> **Assignment**
What do the lines say, reproduced word for word, from the first of the entries below through the line bearing "(diff shortened: 1 of 4 files shown)"?

> **Data provided**
*** Begin section ***

PR #1174, opened 2020-01-22
separate and Title Case team and collection page titles

whimsicallyson:
## Links
* https://cookie-ricotta.glitch.me
* https://app.clubhouse.io/glitch/story/7676/change-format-of-title-tags-for-team-and-collection-names

## GIF/Screenshots:
Screen Shot 2020-01-22 at 2 19 35 PM
Screen Shot 2020-01-22 at 2 20 15 PM

## Changes:
* Separates words in team and collection domains (by hyphen only), converts them to Title Case

## How To Test:
* go to a team or collection page, see what's in the title bar

## Feedback I'm looking for:
we cool?

### DIFF
--- a/src/presenters/pages/collection.js
+++ b/src/presenters/pages/collection.js
@@ -16,6 +16,7 @@ import { useCurrentUser } from 'State/current-user';
 import { useCachedCollection } from 'State/api-cache';
 import { useCollectionEditor, userOrTeamIsAuthor } from 'State/collection';
 import useFocusFirst from 'Hooks/use-focus-first';
+import useTitleFormatter from 'Hooks/use-title-formatter';
 import { renderText } from 'Utils/markdown';
 import allCategories from 'Shared/categories';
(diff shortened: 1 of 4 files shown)


src/presenters/pages/collection.js
```diff
@@ -45,7 +45,7 @@ const CollectionPageContents = ({ collection: initialCollection }) => {
   return (
     <>
       <GlitchHelmet
-        title={collection.name}
+        title={collection.name.replace(/-/g, ' ').replace(/\w\S*/g, (txt) => txt.charAt(0).toUpperCase() + txt.substr(1))}
```
clottman: Now that we've got this in two places it might be nice to a shared place - maybe Utils/models.js (kind of a stretch) or (probably better) we could make it a hook - useTitleFormatter() that takes a string and returns the output after running this function.

whimsicallyson: ah good call!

*** End section ***

> **Task result**
PR #1174, opened 2020-01-22
separate and Title Case team and collection page titles

whimsicallyson:
## Links
* https://cookie-ricotta.glitch.me
* https://app.clubhouse.io/glitch/story/7676/change-format-of-title-tags-for-team-and-collection-names

## GIF/Screenshots:
Screen Shot 2020-01-22 at 2 19 35 PM
Screen Shot 2020-01-22 at 2 20 15 PM

## Changes:
* Separates words in team and collection domains (by hyphen only), converts them to Title Case

## How To Test:
* go to a team or collection page, see what's in the title bar

## Feedback I'm looking for:
we cool?

### DIFF
--- a/src/presenters/pages/collection.js
+++ b/src/presenters/pages/collection.js
@@ -16,6 +16,7 @@ import { useCurrentUser } from 'State/current-user';
 import { useCachedCollection } from 'State/api-cache';
 import { useCollectionEditor, userOrTeamIsAuthor } from 'State/collection';
 import useFocusFirst from 'Hooks/use-focus-first';
+import useTitleFormatter from 'Hooks/use-title-formatter';
 import { renderText } from 'Utils/markdown';
 import allCategories from 'Shared/categories';
(diff shortened: 1 of 4 files shown)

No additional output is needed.